ECMD: An Event-Centric Multisensory Driving Dataset for SLAM
Peiyu Chen, Weipeng Guan, Feng Huang, Yihan Zhong, Weisong Wen, Li-Ta, Hsu, Peng Lu

TL;DR
ECMD is a comprehensive multisensory dataset for autonomous driving, combining diverse sensors and challenging scenarios to advance SLAM research and improve localization accuracy in complex environments.
Contribution
The paper introduces ECMD, a new multisensory dataset with synchronized sensors and challenging driving scenarios, enabling better SLAM algorithm benchmarking and development.
Findings
Evaluated state-of-the-art SLAM algorithms on ECMD
Identified limitations of current SLAM methods in challenging scenarios
Provided high-precision ground truth for benchmarking
Abstract
Leveraging multiple sensors enhances complex environmental perception and increases resilience to varying luminance conditions and high-speed motion patterns, achieving precise localization and mapping.

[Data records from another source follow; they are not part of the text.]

PR #390, opened 2019-06-14
refactor(friends) remove hardcoded keys in example/echo.rs

### LINKED ISSUE #379: examples/echo.rs: remove hardcoded keys
Generate an id each time and take friend's TOX_ID from cli args

inosms:
resolves #379 
I completely removed the hardcoded keys and the current implementation just accepts all friend requests (ignoring non spam, etc.)

### DIFF
--- a/examples/echo.rs
+++ b/examples/echo.rs
@@ -23,6 +23,7 @@ use tox::toxcore::net_crypto::{NetCrypto, NetCryptoNewArgs};
 use tox::toxcore::onion::client::OnionClient;
 use tox::toxcore::tcp::client::Connections;
 use tox::toxcore::stats::Stats;
+use tox::toxcore::toxid::ToxId;
 
 const BOOTSTRAP_NODES: [(&str, &str); 9] = [
     // Impyy
@@ -45,10 +46,6 @@ const BOOTSTRAP_NODES: [(&str, &str); 9] = [
     ("2B2137E094F743AC8BD44652C55F41DFACC502F125E99E4FE24D40537489E32F", "5.189.176.217:5190"),
 ];
 
-const SELF_SK: &str = "1A5EC1D6C3F1FA720A313C01F432B6AE0D4649A5121964C9992DDF32871E8DFD";
-
-const FRIEND_PK: &str = "3E6A06DA48D1AB98549AD76890770B704AE9116D8654FBCD35C9BF2DB9233E21";
-
 /// Bind a UDP listener to the socket address.
 fn bind_socket(addr: SocketAddr) -> UdpSocket {
     let socket = UdpSocket::bind(&addr).expect("Failed to bind UDP socket");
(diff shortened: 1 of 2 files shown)


examples/echo.rs
```diff
@@ -163,6 +158,15 @@ fn main() {
             }
         });
 
+    // handle incoming friend connections by just accepting all of of them
+    let friend_connection_c_2 = friend_connections.clone();
```
kurnevsky: In rust it's ok to have several `let`s with the same name, so we can call it just `friend_connections_c`. Also let it be plural to be consistent with other names.

examples/echo.rs
```diff
@@ -163,6 +158,15 @@ fn main() {
...
+    let friend_future = friend_request_sink_rx
+        .map_err(|()| unreachable!("rx can't fail"))
+        .for_each(move |(pk, _)| {
+            friend_connection_c_2.add_friend(pk);
+            Box::new(future::ok(()))
```
kurnevsky: No need to put it into `Box`.

examples/echo.rs
```diff
@@ -176,6 +180,7 @@ fn main() {
         Box::new(friend_connections.run().map_err(Error::from)),
         Box::new(lossless_future),
         Box::new(lossy_future),
+        Box::new(friend_future)
```
kurnevsky: It makes sense to put trailing comma here so that if we need to add one more future we will change only one line - that allows to have more precise git blames.

examples/echo.rs
```diff
@@ -163,6 +158,15 @@ fn main() {
             }
         });
 
+    // handle incoming friend connections by just accepting all of of them
```
kurnevsky: friend connections -> friend requests
of of -> of

examples/echo.rs
```diff
@@ -91,6 +88,9 @@ fn main() {
     let (lossless_tx, lossless_rx) = mpsc::unbounded();
     let (lossy_tx, lossy_rx) = mpsc::unbounded();
 
+    let (friend_request_sink_tx, friend_request_sink_rx) = mpsc::unbounded();
```
kurnevsky: The word `sink` is redundant here. It's a (sink, stream) tuple or in other words (tx, rx).

examples/echo.rs
```diff
@@ -64,9 +60,10 @@ fn main() {
 
     let (dht_pk, dht_sk) = gen_keypair();
 
-    let real_sk_bytes: [u8; 32] = FromHex::from_hex(SELF_SK).unwrap();
-    let real_sk = SecretKey::from_slice(&real_sk_bytes).unwrap();
-    let real_pk = real_sk.public_key();
+    // create random tox id and print it
+    let (real_pk, real_sk) = gen_keypair();
+    let id = tox::toxcore::toxid::ToxId::new(real_pk.clone());
```
kurnevsky: Maybe import it by adding `use tox::toxcore::toxid::ToxId` to the header?

examples/echo.rs
```diff
@@ -64,9 +60,10 @@ fn main() {
...
+    println!("your tox id is: {:X}\n",id);
```
kurnevsky: `println` inserts new line at the end itself, so it will print one extra new line because of `\n`.

inosms:
I felt so free to squash both commits as I thought the second one doesn't need to reappear in the master commit history

PR #392, opened 2019-06-20
Handle TCP net_crypto packets

kurnevsky:


src/toxcore/onion/client/mod.rs
```diff
@@ -1650,7 +1650,7 @@ mod tests {
             payload: vec![42; 123],
         };
 
-        let error = onion_client.handle_announce_response(&packet, saddr).wait().err().unwrap();
+        let error = onion_client.handle_announce_response(&packet, true).wait().err().unwrap();
```
kpp: `handle_announce_response(&packet, true)` does not look great. Please add a enum for `Global/Local` IPs

kurnevsky: It's a test and the only place where we need to pass true is handling tcp packets. When we handle udp packet it's calculated from address like `IsGlobal::is_global(addr)`. So if I change it to enum I'll have to add `if IsGlobal::is_global {Enum::Global} else {Enum::Local}` there. Do you think it worth it?

suhr: Maybe there should be `Locality` trait instead with a method that returns `Global` or `Local`.

kpp: Does not matter. https://github.com/rust-lang/rust/issues/27709#issuecomment-556459434

PR #395, opened 2019-08-04
Add explicit dyn keyword

kpp:


src/toxcore/dht/packet/errors.rs
```diff
@@ -36,7 +36,7 @@ impl GetPayloadError {
 }
 
 impl Fail for GetPayloadError {
-    fn cause(&self) -> Option<&Fail> {
+    fn cause(&self) -> Option<&dyn Fail> {
```
kpp: @kurnevsky did you miss that one?

kurnevsky: Yes it seems...

PR #406, opened 2019-10-03
refactor(stats): Use AtomicU64 instead of locks

### LINKED ISSUE #360: Replace stats::mutex with atomic u64
https://github.com/tox-rs/tox/blob/5d2c2fcd0e32931d294a97389461f8fc710b4744/src/toxcore/stats.rs#L41

https://doc.rust-lang.org/std/sync/atomic/struct.AtomicU64.html is in stable

cronokirby:
Fixes #360

Previously, we wanted to use `AtomicUsize` as an atomic type large enough for a 64 bit counter. This meant having two versions of the code, one with atomics, another with locks. With the introduction of `AtomicU64` into stable, we can simply use this type no matter what.

This removes code duplication, and allows us to avoid using locks on platforms with 32 bit usize.

### DIFF
--- a/src/toxcore/stats.rs
+++ b/src/toxcore/stats.rs
@@ -23,73 +23,34 @@ impl Stats {
     }
 }
 
-#[cfg(target_pointer_width = "64")]
-#[derive(Default)]
-/// Struct for counting packets on x64 CPU.
-pub struct Counters {
-    /// Incoming packets count for Udp/Tcp
-    incoming: AtomicUsize,
-    /// Outgoing packets count for Udp/Tcp
-    outgoing: AtomicUsize,
-}
-
-#[cfg(not(target_pointer_width = "64"))]
 #[derive(Default)]
 /// Struct for counting packets on non-x64 CPU.
 pub struct Counters {
     /// Incoming packets count for Udp/Tcp
-    incoming: Mutex<u64>,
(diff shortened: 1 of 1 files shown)


src/toxcore/stats.rs
```diff
@@ -23,73 +23,34 @@ impl Stats {
...
-pub struct Counters {
-    /// Incoming packets count for Udp/Tcp
-    incoming: AtomicUsize,
-    /// Outgoing packets count for Udp/Tcp
-    outgoing: AtomicUsize,
-}
-
-#[cfg(not(target_pointer_width = "64"))]
 #[derive(Default)]
 /// Struct for counting packets on non-x64 CPU.
```
kpp: > non-x64 CPU.

Should be removed

src/toxcore/stats.rs
```diff
@@ -23,73 +20,33 @@ impl Stats {
     }
 }
 
-#[cfg(target_pointer_width = "64")]
 #[derive(Default)]
-/// Struct for counting packets on x64 CPU.
```
kpp: Take a look at warnings: https://travis-ci.com/tox-rs/tox/jobs/241932457#L382

At least this should be smt like: `/// Struct for counting packets` to please the compiler

PR #420, opened 2020-02-22
Split toxcore into separate crates

suhr:


binary_io/src/lib.rs
```diff
@@ -1,24 +1,42 @@
...
-*/
-
 pub use nom::IResult;
 pub use cookie_factory::GenError;
 
 use nom::number::streaming::{le_u8, le_u16};
+use nom::{named, map, count};
+use cookie_factory::{do_gen, gen_be_u8, gen_le_u16};
+
+#[cfg(feature = "sodiumoxide")]
```
kurnevsky, line 8: What's the purpose of this feature? You use it in almost every line, so it might be better to move all this to a separate module and define it with this feature.

tox_core/src/state_format/old.rs
```diff
@@ -615,14 +615,16 @@ impl ToBytes for State {
 mod tests {
     use super::*;
 
-    use crate::toxcore::ip_port::*;
+    use tox_packet::ip_port::*;
 
     encode_decode_test!(
+        tox_crypto::crypto_init().unwrap(),
```
kurnevsky, line 621: Is it necessary?

binary_io/src/lib.rs
suhr: Orphan rules. You can't implement a foreign trait for a foreign type.

tox_packet/src/onion/onion_data_response.rs
```diff
@@ -375,19 +371,19 @@ mod tests {
...
+    //     let nonce = gen_nonce();
+    //     let shared_secret = encrypt_precompute(&bob_pk, &alice_sk);
+    //     let friend_request = FriendRequest::new(NoSpam::random(), "1234".to_owned());
+    //     let payload = OnionDataResponseInnerPayload::FriendRequest(friend_request);
+    //     // encode payload
+    //     let packet = OnionDataResponsePayload::new(&shared_secret, alice_pk, &nonce, &payload);
+    //     // decode payload
+    //     let decoded_payload = packet.get_payload(&nonce, &shared_secret).unwrap();
+    //     assert_eq!(payload, decoded_payload);
+    // }
```
kurnevsky, line 388: Why commented?

binary_io/src/lib.rs
kurnevsky: Aren't they per crate?

Cargo.toml
```diff
@@ -1,60 +1,11 @@
...
-version = "0.0.10"
-authors = [
-  "Zetok Zalbavar <zetok@openmailbox.org>",
-  "Roman Proskuryakov <humbug@deeptown.org>",
-  "Namsoo CHO <nscho66@gmail.com>",
-  "Evgeny Kurnevsky <kurnevsky@gmail.com>",
+[workspace]
+members = [
+    "tox",
+    "binary_io",
```
kurnevsky, line 4: Should it be prefixed with `tox_`?

suhr: It's not really tox specific, though I can prefix it with `tox_` if necessary.

tox_packet/src/onion/onion_data_response.rs
suhr: Indeed, it should not.

Cargo.toml
kurnevsky: It'll have this name on cartes.io which might be confusing, especially if it contains tox-specific encoding for `IpAddr`.

tox_core/src/state_format/old.rs
suhr: Sodiumoxide still needs an initialization AFAIK.

binary_io/src/lib.rs
suhr: Indeed.

tox_core/src/state_format/old.rs
kurnevsky: But we shouldn't use sodiumoxide in such tests - it's just nom+cookie_factory.

kurnevsky: Ah, no, we generate pk/nonce.

PR #425, opened 2020-05-10
Use idiomatic sodiumoxide API for password KDF

unseddd:
Uses the sodiumoxide API from the [documentation example](https://docs.rs/sodiumoxide/0.2.5/sodiumoxide/crypto/pwhash/index.html#example-key-derivation) for deriving
a key from a passphrase, and securely zeroing the intermediate key.

### DIFF
--- a/tox_encryptsave/src/lib.rs
+++ b/tox_encryptsave/src/lib.rs
@@ -33,15 +33,13 @@ use tox_crypto::{
     NONCEBYTES, MACBYTES,
     Nonce, PrecomputedKey,
     gen_nonce,
-    sha256, memzero
+    secretbox, sha256
 };
 
 /// Length in bytes of the salt used to encrypt/decrypt data.
 pub use tox_crypto::pwhash::SALTBYTES as SALT_LENGTH;
 /// Length in bytes of the key used to encrypt/decrypt data.
 pub use tox_crypto::PRECOMPUTEDKEYBYTES as KEY_LENGTH;
-
-use tox_crypto;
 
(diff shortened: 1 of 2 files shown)


tox_encryptsave/src/lib.rs
```diff
@@ -33,7 +33,7 @@ use tox_crypto::{
     NONCEBYTES, MACBYTES,
     Nonce, PrecomputedKey,
     gen_nonce,
-    sha256, memzero
```
kpp, line 36: Do we use memzero somewhere else?

suhr: No.

kpp: @ unseddd how about removing memzero from tox_crypto if we dont use it?

unseddd: > @unseddd how about removing memzero from tox_crypto if we dont use it?

No problem, wanted to make minimal changes. Can remove `memzero` from the rest of the crate.

Will fix my commit message with the update :)

suhr:
Hm, clippy is angry: https://github.com/tox-rs/tox/pull/425/checks?check_run_id=660913040#step:5:161

unseddd:
Could only find a warning about `use tox_crypto;` being a redundant import.

Removed it, and clippy + tests all pass. If the clippy test fails again, could you point me to the checks it is performing?

unseddd:
Could only find a warning about use tox_crypto; being a redundant import.

Looks like that made clippy happy :smile:

Issue #414, opened 2019-11-01
Move to async/await


kpp:
- [x] migrate to futures 0.3 and tokio 0.2
- [x] replace all `fn -> impl Future` with `async fn`

kurnevsky:
Was done in https://github.com/tox-rs/tox/pull/434

PR #426, opened 2020-05-12
[WIP] Use async/await semantics in DHT server

unseddd:
Change `impl Future` function return types to async/await semantics.
Use modern syntax for asynchronous coding.

Related to #414

### DIFF
--- a/tox_core/src/onion/client/mod.rs
+++ b/tox_core/src/onion/client/mod.rs
@@ -533,16 +533,16 @@ impl OnionClient {
     }
 
     /// Handle DHT `PublicKey` announce from both onion and DHT.
-    pub fn handle_dht_pk_announce(&self, friend_pk: PublicKey, dht_pk_announce: DhtPkAnnouncePayload) -> impl Future<Output = Result<(), HandleDhtPkAnnounceError>> + Send {
-        let mut state = self.state.lock();
+    pub async fn handle_dht_pk_announce(&self, friend_pk: PublicKey, dht_pk_announce: DhtPkAnnouncePayload) -> Result<(), HandleDhtPkAnnounceError> {
+        let mut state = self.state.lock().clone();
 
         let friend = match state.friends.get_mut(&friend_pk) {
             Some(friend) => friend,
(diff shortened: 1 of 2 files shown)


unseddd:
Changed a test in `tox_core/src/dht/server/mod.rs:2160` because it was `unwrap`ing an error.

Can debug and change if the result of the call on that line should be `Ok(())`. Was not obvious to me that it should have a valid result, since the next lines test for an expected error.

tox_core/src/onion/client/mod.rs
```diff
@@ -533,16 +533,16 @@ impl OnionClient {
     }
 
     /// Handle DHT `PublicKey` announce from both onion and DHT.
-    pub fn handle_dht_pk_announce(&self, friend_pk: PublicKey, dht_pk_announce: DhtPkAnnouncePayload) -> impl Future<Output = Result<(), HandleDhtPkAnnounceError>> + Send {
-        let mut state = self.state.lock();
+    pub async fn handle_dht_pk_announce(&self, friend_pk: PublicKey, dht_pk_announce: DhtPkAnnouncePayload) -> Result<(), HandleDhtPkAnnounceError> {
+        let mut state = self.state.lock().clone();
```
kurnevsky, line 537: Why does it become clone? This way it's not atomic update anymore.

unseddd: Tried using `Copy`, but compiler complains that the lifetime extends past the `await` call below.

I agree, this is hacky. Can you see an obviously better way to do this? Will keep hacking on it for a better solution.

Marking this PR as [WIP] until then.

unseddd: @kurnevsky after wrestling with this for a few more hours, the best thing I could half-way get working ended up looking very similar to what is there now (with `impl Future<Output...>` return).

Am sure there is a way to accomplish the refactor, but maybe it takes a total refactor of all the async components.

Will re-attempt the refactor when more familiar with the library, and with async/await in general. Apologies if I wasted any of your time.

PR #125, opened 2023-05-27
Re-add custom token functionality

jubalm:
Migrated the test page components onto the new UI


app/ts/components/DefaultLayout/AddTokenModal.tsx
```diff
@@ -1,16 +1,33 @@
-import { ComponentChildren } from "preact"
+import { Signal } from '@preact/signals'
+import { QueryToken } from '../QueryToken.js'
 
-export type AddTokenModalProps = {
-	children: ComponentChildren
-	onClose: () => void
+type Props = {
+	show: Signal<'select' | 'add' | undefined>
```
MicahZoltu: I have an `OptionalSignal` that you may find useful: https://github.com/MicahZoltu/ethereum-toolbox-ui/blob/main/app/ts/library/preact-utilities.ts#L52-L99

It provides a signal that lets you extract out a defined version of the underlying signal.  This reduces re-rendering when you have code like:
```ts
if (mySignal.value !== undefined) <MyOtherComponent signalProp={mySignal.value}/>
```
In this example, MyOtherComponent receives a signal rather than receiving a value, which means `MyOtherComponent` can pass the signal down to its children without `MyOtherComponent` re-rendering.

When you don't want this feature, you can use `mySignal.deepValue` which will return T | undefined.

MicahZoltu (approved):

PR #132, opened 2023-06-03
Transaction Page Balance

### LINKED ISSUE #118: Show balance after transfer success

jubalm:
Resolves #118


app/css/index.css
MicahZoltu, line 1: Indentation changed in this file again.  You may want to investigate why this is happening so whatever is causing it can be updated/fixed.

app/ts/components/TransactionPage/TransactionDetails.tsx
```diff
@@ -0,0 +1,129 @@
...
+
+	// automatically get transaction receipt
+	useSignalEffect(() => {
+		if (transactionResponse.value.state !== 'resolved') return
+		getTransactionReceipt(transactionResponse.value.value)
+	})
+
+	// reset async states
+	useEffect(() => {
+		resetResponse()
```
MicahZoltu, line 123: This is unnecessary since you call `gettransactionResponse` immediately below.  `useAsyncState` handles all of the issues around firing off multiple requests in a row before receiving a response (it drops the old ones and uses the new one).

MicahZoltu (approved):

app/css/index.css
jubalm: fixed, it was happening when i use the --watch flag as it skips the formatting step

This paper proposes, ECMD, an event-centric multisensory dataset containing 81 sequences and covering over 200 km of various challenging driving scenarios including high-speed motion, repetitive scenarios, dynamic objects, etc. ECMD provides data from two sets of stereo event cameras with different resolutions (640*480, 346*260), stereo industrial cameras, an infrared camera, a top-installed mechanical LiDAR with two slanted LiDARs, two consumer-level GNSS receivers, and an onboard IMU. Meanwhile, the ground-truth of the vehicle was obtained using a centimeter-level high-accuracy GNSS-RTK/INS navigation system. All sensors are well-calibrated and temporally synchronized at the hardware…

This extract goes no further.